(Stored entries)
________________________

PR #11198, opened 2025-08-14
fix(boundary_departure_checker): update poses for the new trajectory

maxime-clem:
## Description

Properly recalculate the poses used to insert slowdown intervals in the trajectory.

________________________

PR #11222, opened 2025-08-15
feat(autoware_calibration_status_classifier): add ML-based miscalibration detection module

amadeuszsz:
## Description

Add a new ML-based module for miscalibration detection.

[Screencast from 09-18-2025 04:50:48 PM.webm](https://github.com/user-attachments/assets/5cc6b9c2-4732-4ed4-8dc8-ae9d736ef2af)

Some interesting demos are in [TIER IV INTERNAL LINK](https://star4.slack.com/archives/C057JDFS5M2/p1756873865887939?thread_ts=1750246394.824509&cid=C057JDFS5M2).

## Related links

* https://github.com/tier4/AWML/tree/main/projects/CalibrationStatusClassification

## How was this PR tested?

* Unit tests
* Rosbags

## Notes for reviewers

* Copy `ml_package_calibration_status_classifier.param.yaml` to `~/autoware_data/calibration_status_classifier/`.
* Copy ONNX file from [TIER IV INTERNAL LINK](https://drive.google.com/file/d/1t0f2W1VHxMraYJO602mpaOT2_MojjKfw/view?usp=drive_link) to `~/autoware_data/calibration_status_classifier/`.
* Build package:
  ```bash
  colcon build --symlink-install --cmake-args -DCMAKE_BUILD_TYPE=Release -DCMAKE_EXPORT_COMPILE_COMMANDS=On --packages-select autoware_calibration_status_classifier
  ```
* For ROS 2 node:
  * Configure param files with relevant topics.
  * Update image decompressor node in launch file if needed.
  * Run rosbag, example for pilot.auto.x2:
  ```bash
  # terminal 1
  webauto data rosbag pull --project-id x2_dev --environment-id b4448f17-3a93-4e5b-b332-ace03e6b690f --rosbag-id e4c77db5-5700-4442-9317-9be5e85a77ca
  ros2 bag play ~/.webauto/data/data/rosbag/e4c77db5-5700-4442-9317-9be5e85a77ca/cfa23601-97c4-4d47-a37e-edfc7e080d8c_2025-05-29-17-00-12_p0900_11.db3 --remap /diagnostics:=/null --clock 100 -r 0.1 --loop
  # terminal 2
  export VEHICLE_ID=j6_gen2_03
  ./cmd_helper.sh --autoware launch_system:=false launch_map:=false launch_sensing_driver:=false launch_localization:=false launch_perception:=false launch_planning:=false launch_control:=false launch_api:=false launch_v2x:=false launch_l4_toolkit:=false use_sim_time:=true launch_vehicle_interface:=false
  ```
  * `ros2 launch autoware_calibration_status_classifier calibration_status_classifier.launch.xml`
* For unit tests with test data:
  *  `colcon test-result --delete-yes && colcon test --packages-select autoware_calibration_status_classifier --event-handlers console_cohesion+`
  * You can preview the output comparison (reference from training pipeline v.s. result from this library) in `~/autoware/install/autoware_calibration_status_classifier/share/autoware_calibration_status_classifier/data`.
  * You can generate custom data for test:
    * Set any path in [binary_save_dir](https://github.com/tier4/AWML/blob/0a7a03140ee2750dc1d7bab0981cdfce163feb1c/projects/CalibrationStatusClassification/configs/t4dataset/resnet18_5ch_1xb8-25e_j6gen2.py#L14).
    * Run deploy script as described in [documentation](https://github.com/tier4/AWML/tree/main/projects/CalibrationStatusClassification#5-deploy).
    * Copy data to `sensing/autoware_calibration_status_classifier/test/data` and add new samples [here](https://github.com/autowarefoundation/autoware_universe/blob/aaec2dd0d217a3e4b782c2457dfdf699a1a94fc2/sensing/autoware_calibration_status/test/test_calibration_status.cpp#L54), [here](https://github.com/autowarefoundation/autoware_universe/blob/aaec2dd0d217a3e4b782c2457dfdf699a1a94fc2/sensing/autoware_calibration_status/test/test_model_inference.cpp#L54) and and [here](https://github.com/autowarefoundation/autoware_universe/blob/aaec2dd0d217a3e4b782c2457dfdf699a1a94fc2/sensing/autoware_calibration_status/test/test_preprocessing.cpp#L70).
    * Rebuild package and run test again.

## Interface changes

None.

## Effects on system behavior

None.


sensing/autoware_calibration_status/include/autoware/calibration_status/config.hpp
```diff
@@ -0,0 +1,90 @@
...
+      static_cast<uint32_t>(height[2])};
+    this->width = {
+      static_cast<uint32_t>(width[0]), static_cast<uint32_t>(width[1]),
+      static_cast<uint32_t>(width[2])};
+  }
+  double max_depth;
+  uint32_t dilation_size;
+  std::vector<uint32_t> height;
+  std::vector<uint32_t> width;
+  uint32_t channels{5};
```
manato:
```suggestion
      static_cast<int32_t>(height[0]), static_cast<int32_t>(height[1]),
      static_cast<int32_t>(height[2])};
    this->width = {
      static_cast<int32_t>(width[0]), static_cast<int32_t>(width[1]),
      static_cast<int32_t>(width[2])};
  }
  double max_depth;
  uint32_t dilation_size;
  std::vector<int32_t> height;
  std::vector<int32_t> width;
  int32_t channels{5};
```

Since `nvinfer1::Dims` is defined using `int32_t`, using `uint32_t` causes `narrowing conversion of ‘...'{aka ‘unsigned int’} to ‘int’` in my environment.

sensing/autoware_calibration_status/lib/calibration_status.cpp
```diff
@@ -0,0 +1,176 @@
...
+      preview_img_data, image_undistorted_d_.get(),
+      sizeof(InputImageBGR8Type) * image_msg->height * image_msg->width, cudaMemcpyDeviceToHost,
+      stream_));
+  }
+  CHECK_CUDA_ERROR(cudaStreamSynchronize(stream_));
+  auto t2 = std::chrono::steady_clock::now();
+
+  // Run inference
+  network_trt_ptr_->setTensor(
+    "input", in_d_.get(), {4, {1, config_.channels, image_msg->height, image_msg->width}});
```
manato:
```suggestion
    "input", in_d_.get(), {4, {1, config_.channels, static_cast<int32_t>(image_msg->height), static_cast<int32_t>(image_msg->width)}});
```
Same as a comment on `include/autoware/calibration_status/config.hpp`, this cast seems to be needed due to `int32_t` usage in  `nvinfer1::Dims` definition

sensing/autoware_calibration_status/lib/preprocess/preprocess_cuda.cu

________________________

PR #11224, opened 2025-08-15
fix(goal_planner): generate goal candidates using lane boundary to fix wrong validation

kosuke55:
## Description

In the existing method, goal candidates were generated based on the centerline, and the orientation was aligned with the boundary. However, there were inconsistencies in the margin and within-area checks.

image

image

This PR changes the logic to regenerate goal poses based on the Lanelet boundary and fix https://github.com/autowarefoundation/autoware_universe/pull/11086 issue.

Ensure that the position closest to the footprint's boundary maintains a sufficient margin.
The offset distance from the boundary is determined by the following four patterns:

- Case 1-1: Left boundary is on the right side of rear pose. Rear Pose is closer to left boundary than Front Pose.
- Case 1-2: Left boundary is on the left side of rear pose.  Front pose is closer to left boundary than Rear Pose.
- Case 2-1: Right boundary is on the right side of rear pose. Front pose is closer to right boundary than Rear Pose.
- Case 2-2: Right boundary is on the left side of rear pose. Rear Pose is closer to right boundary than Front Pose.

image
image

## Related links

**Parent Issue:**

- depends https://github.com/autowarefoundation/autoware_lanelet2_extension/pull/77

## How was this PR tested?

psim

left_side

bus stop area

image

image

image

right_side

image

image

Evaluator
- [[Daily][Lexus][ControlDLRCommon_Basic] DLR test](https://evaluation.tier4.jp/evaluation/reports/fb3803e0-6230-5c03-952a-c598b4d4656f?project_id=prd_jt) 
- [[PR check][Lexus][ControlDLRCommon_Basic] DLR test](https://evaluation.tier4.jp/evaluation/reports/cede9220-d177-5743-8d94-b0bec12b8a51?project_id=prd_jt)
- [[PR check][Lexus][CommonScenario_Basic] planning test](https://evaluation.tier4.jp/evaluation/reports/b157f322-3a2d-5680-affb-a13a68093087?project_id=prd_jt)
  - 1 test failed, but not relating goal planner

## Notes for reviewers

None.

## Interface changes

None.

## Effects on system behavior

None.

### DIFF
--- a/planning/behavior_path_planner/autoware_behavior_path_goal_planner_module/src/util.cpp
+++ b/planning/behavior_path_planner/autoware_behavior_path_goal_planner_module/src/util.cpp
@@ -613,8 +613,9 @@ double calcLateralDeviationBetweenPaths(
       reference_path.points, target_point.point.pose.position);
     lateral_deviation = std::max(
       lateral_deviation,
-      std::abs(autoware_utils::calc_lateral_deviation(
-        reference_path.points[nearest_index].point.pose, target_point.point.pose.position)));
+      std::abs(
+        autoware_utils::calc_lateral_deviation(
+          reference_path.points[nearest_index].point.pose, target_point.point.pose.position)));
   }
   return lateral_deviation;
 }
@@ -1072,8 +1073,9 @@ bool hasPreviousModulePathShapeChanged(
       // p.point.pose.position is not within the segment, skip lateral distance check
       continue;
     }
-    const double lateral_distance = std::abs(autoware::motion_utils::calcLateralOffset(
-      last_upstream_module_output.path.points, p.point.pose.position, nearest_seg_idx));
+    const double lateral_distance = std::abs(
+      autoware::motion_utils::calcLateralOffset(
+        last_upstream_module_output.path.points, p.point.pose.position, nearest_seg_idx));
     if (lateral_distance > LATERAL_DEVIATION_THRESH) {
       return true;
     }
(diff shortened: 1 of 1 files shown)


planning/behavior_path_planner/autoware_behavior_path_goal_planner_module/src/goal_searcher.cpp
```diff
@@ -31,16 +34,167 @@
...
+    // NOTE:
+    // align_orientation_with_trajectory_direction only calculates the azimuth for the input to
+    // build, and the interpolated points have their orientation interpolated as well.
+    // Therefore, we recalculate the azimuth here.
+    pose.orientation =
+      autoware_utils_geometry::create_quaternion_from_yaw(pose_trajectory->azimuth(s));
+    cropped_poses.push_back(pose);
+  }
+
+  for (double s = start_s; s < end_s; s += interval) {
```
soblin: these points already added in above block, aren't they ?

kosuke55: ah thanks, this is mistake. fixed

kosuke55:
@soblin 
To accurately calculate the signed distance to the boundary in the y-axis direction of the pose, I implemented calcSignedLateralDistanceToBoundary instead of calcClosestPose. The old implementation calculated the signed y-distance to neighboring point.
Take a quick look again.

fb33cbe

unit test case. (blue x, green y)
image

________________________

### TASK PROMPT
Repeat exactly the lines above from the one with "PR #11198, opened 2025-08-14" up to and including the one with "Properly recalculate the". No other line belongs in the reply.

### RESPONSE BOX
PR #11198, opened 2025-08-14
fix(boundary_departure_checker): update poses for the new trajectory

maxime-clem:
## Description

Properly recalculate the poses used to insert slowdown intervals in the trajectory.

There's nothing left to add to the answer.